Sur l'irrecevabilité des demandes de la société Dourdan Automobiles fondées sur l'article L. 442-6, I, 5° du Code de commerce à l'égard de la société Nova
La société Nova Automobiles soulève l'irrecevabilité des demandes de la société Dourdan Automobiles dirigée à son encontre sur le fondement de l'article L. 442-6, I, 5° du Code de commerce, car elles constituent une prétention nouvelle au sens de l'article 564 du Code de procédure civile, la société Dourdan Automobiles ne sollicitant pas sa condamnation en première instance en application de l'article L. 442-6, I, 5° dudit code.
La société Dourdan Automobiles répond que la société Nova doit être déboutée de cette demande car la rupture brutale de la relation commerciale établie est la conséquence de son attitude fautive.
La société Dourdan Automobiles, devant les premiers juges, a entendu engager la responsabilité de la société Nova Automobiles. Même si en appel elle a modifié le fondement de ses demandes, celles-ci tendent aux mêmes fins qu'en première instance.
Les demandes de la société Dourdan Automobiles à l'encontre de la société Nova Automobiles est recevable.

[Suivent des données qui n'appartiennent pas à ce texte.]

PR #10267, opened 2024-01-27
completions: fix wg-quick interface completions

ammgws:
wg outputs space separated list, so need to convert to newline separated for `complete`


faho:
Thanks!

Sur la recevabilité des demandes de la société Dourdan Automobiles fondées sur la concurrence déloyale
En se fondant sur l'article 31 du Code de procédure civile, la société Nova Automobiles conclut à l'irrecevabilité des demandes de la société Dourdan Automobiles tendant à sa condamnation pour des pratiques de dénigrement qui auraient été commises à l'égard de M. Derouet, et ce avant même qu'il ne devienne gérant de la société Dourdan Automobiles. Elle soutient que pendant la période préalable à l'acquisition des titres de la société garage Famel, M. Derouet est intervenu soit en son nom personnel, soit en qualité de dirigeant de la société holding Derouet investissement, et que, donc, il était tiers à la société garage Famel, devenue Dourdan Automobiles. Elle explique que M. Derouet et la société Dourdan Automobiles étant des personnes juridiques distinctes à l'époque des actes de dénigrement qui lui sont reprochés, cette dernière n'est pas recevable à agir pour le compte de M. Derouet.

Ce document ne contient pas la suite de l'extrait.